= Zugdidi Botanical Garden =

Botanical garden in Zugdidi, Georgia

Zugdidi Botanical Garden

Zugdidi Botanical Garden (ზუგდიდის ბოტანიკური ბაღი), Zugdidi branch of Central Botanical Garden administered by the Georgian Academy of Sciences; was built in the late 19th century by the prince of Samegrelo David Dadiani, near his residence. The garden now has over eighty genus of exotic plants introduced from southeast Asia, India, Japan, Mediterranean and the Americas.

== History ==
David Dadiani ruler of Samegrelo began the construction of a decorative garden in 1840. That year, he fenced in a forest area surrounding the palace, which was he considered his "Baghdad Palace" and set up a specialist institution for horticultural sciences. Soon care and its management of the estate passed to his wife, Ekaterina Chavchavadze-Dadiani. Ekaterina was enthusiastic about her work, and in a short time had stocked the garden with a great variety of native and exotic plants.

== Management ==
In 1922, the People's Commissariat of Education appointed Georgian scientist A. Chanturia as director of the garden. After 1926 the garden fell under the writ of the Georgian SSR Tbilisi Botanical Garden. The New Director of the Botanical Garden, I. Lomouri decried the dire state of the garden. He sent Professor Sosnovski, to describe and account for trees and shrubs, fenced garden area of a living fence, cleaned and restored some of the alley, planted box-curbs and so forth.
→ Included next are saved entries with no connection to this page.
Issue #1249, opened 2024-01-21
Add pagination to Users page under Settings


jim:
The "Users" page (which can be found at `/admin/users` or in the admin menu under "Settings") lists all users on a single page 😱 ! We need to add pagination to this page so that we don't load all of the users at once.

We're currently seeing 2 second response times for this page:

![Image](https://github.com/chicago-tool-library/circulate/assets/3331/a7a2e707-7386-4711-80fe-1df094b08337)

See also #1251

PR #1496, opened 2024-05-16
Added pagination to the admin users index page under settings

crismali:
# What it does

Adds pagination with pagy to the users index page under settings.

# Why it is important

Currently this page takes just over 2 seconds to load so this should speed things up significantly. See #1249 for more.

# UI Change Screenshot
Screenshot 2024-05-16 at 10 55 35 AM

# Implementation notes

Just as basic a pagy implementation as I could manage. I also worked on #1495 which involves filtering this same page. Once one of these is merged it might take a little work on the other to make sure the filters and pagination don't cause any issues with one another, which I'm happy to take care of. Alternatively, these two could be combined? Depends on how useful one is without the other.

### DIFF
--- a/app/controllers/admin/users_controller.rb
+++ b/app/controllers/admin/users_controller.rb
@@ -1,10 +1,12 @@
 module Admin
   class UsersController < BaseController
+    include Pagy::Backend
+
     before_action :set_user, only: [:show, :edit, :update, :destroy]
     before_action :require_admin
 
     def index
-      @users = users_index_query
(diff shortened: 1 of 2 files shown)


jim (commented):
This change looks good! Like you said, it'll just need to be adjusted a bit due to merge conflicts with the other PR.

phinze (approved):
Looks great, thanks @crismali! I'll get this deployed shortly.

PR #1502, opened 2024-05-20
Prevent same-day drop offs and pickups

### LINKED ISSUE #1258: Prevent same-day drop offs and pickups
Based on [Paul's comment](https://github.com/chicago-tool-library/circulate/pull/1248#pullrequestreview-1837413463), we should explore how to prevent folks from scheduling pickups and drop offs on the same day.

katielentes:
# What it does

Adds validation on `Reservation` to prevent `ended_at` from being before or the same day as `started_at`. Adds front end validation on the Reservation form to disable selecting invalid dates.

# Why it is important

Closes #1258 

# UI Change Screenshot
Screenshot 2024-05-19 at 8 53 42 PM
Screenshot 2024-05-19 at 8 54 12 PM

# Implementation notes
To make the front end validation work, I just added a script tag in `app/views/admin/reservations/_form.html.erb`. I saw the JS controller pattern using stimulus and attempted to re-create it, but had trouble getting the controller to connect to the view. I included this attempt with my console.logs.

If anyone can help me figure out what I'm missing I'd greatly appreciate it.

Also, if the front end validation is overkill I am happy to remove it! Open to any and all feedback.


app/javascript/controllers/reservation_dates_controller.js
```diff
@@ -0,0 +1,19 @@
+import { Controller } from "@hotwired/stimulus"
+
+// Connects to data-controller="reservation-dates"
+export default class extends Controller {
+  targets = ["startDate", "endDate"]
```
jim, line 5: I poked at this Stimulus controller for a bit. It looked correct to me, but after some head scratching and doc reading I noticed that the `static` keyword was missing before the `targets` declaration. Making this change allowed the targets to be properly loaded (and accessed within controller methods via `this.startDateTarget`, etc.):

```suggestion
  static targets = ["startDate", "endDate"]
```

jim (commented):
The reservation validation looks good to me.

I like having some client side validation on this- we tend to do most of that on the server, but for something like this it's such a better experience to avoid the round trip before telling folks that they picked something invalid. Thanks for taking the initiative to get something setup for that!

I do think it would be nice to get the JS moved into that controller before merging this.

app/javascript/controllers/reservation_dates_controller.js
katielentes: Thanks for your help here - I definitely needed to add the `static` keyword! I also realized the reason I didn't see any of my console.logs in the conntect function or changes reflected after creating this controller was due to needing to run `rails assets:precompile`.

jim (approved):
This looks good. Thanks for refactoring it into a Stimulus controller!

app/javascript/controllers/reservation_dates_controller.js
jim: That would do it! In case you hadn't encountered it, using `bin/dev` to run the server and also keep the JS and CSS up to date can be handy.

katielentes: Ah thank you for that! I had just been using `rails s`!

PR #1503, opened 2024-05-20
Update nix setup to support vips

phinze:
# What it does

Pulls dependencies of vips into scope in the Nix development setup.

# Why it is important

For those of us using the Nix dev setup (only me 🙃) this makes image processing work locally.

# Implementation notes

 * Switches upstream to `nixpkgs-unstable` because we tend to track pretty closely with upstream dependencies on the Ruby and JS side thanks to dependabot, so it's helpful for the underlying libraries to stay tight with upstream as well.

### DIFF
--- a/flake.lock
+++ b/flake.lock
@@ -54,16 +54,16 @@
     },
     "nixpkgs": {
       "locked": {
-        "lastModified": 1710021367,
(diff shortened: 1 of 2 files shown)


phinze:
Only me using this so self-merging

Control of the garden changed hands a few times, before it fell in Zugdidi City Council, who turned it into a culture and leisure park hosting a varieties of events, entertainment, and attractions, but the care and development of the plant collection was neglected.

Finally, in 1970, by a resolution of the Georgian SSR Council of Ministers in 1970, Zugdidi Botanical Gardens in Central Park was given to the Academy of Sciences and was renamed the "Georgian SSR Academy of Sciences, Central Botanical Garden Branch."

A short period of time-consuming work brought the garden to conditions suitable for scientific research work. 350 new species and sakheskhvaobis saplings were added to the garden nursery, which will soon be moved to permanent areas in the park.

In 2005, the Government of the Dadianis Palace Garden allocated 40 thousand lari for reconstruction.

In May 2009 Zugdidi Chairman Otar Patsatsia, and Zugdidi Municipality MP Fridon Todua Alexander Kobalia made the decision to provide measures for heavy reconstruction in the Botanical Garden. The decision of the Zugdidi district administration from the local budget will come to 5,000 lari per month.